Cellular/Molecular
Camphor's TRP
Haoxing Xu, Nathaniel T. Blair, and David E. Clapham
(see pages 8924–8937)
Camphor, an age-old component of home remedies, is a plant derivative that acts as a topical anesthetic. This week, Xu et al. explored the mechanism of action of camphor by examining its effects on members of the large and complex transient receptor potential (TRP) channel family. In heterologous cells, camphor activated the capsaicin-sensitive channel TRP vanilloid subtype 1 (TRPV1). Camphor-activated TRPV1-like currents were also found in dorsal root ganglion neurons. Although camphor was less potent than capsaicin in TRPV1 activation, desensitization was more complete, suggesting that the desensitizing action could contribute to analgesia. However, camphor inhibited other TRP channels such as TRPA1 (also expressed in nociceptors) that may also contribute to its effects. Although camphor can also activate TRPV3, this response sensitized with repeated exposure, suggesting that TRPV3 does not contribute to analgesia, but it may underlie the warm sensation produced by camphor.

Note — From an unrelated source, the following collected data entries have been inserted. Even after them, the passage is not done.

PR #690, opened 2023-04-28
Converting selected components to use px instead of rem - 906

Andrew565:
## Chromatic

https://asteele-uxpin-updates-906--60f9b557105290003b387cd5.chromatic.com

---

## Description
Relates to [#906](https://github.com/department-of-veterans-affairs/vets-design-system-documentation/issues/906).

- Modifying styles on va-button to make better use of style-dictionary-generated SCSS tokens, as well as outputting rem values as px to improve compatibility with UXPin.
- Added v1-font-base-size
- Added v1_rem_to_px function
- Renamed rem_override to v3_rem_to_px function to reduce confusion

## Testing done
Tested in UXPin app and storybook using Brave/Chrome.

## Acceptance criteria
- [X] Still looks the same as it did.
- [X] Renders in UXPin correctly.

## Definition of done

### DIFF
--- a/packages/web-components/src/components/va-button/va-button.scss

Equivalent dendritic branches from the class III ddaA neuron had marked increases in filopodia when expressing CaMKII T287D (right) compared with wild type (left). See the article by Andersen et al. for details.
Development/Plasticity/Repair
CaMKII and Dendritic Filopodia in Drosophila
Ryan Andersen, Yimei Li, Mary Resseguie, and Jay E. Brenman
(see pages 8878–8888)
Filopodia are the small protrusions that make time-lapse movies of dendrites worth watching. They serve as precursors to dendritic spines and pioneer the development of dendritic arbors. This week, Andersen et al. examined the effects of cytoskeletal regulatory molecules on filopodial plasticity in Drosophila larvae. They focused on dendritic arborization (da) peripheral neurons. Expression of a constitutively active mutant form of calcium/calmodulin-dependent kinase II (CaMKII), T287D, increased the number of filopodia on da dendrites and increased actin turnover. In contrast, the T287A mutant, which is only active in the continuous presence of calcium, increased the length but not the number of filopodia. Rac1, which also modifies the actin cytoskeleton, increased filopodial formation as well. CaMKII affected only neurons that normally contained filopodia, whereas Rac1 caused de novo synthesis of filopodia in all da neurons. These results suggest different pathways for the actions of CaMKII and Rac1 on dendritic filopodia.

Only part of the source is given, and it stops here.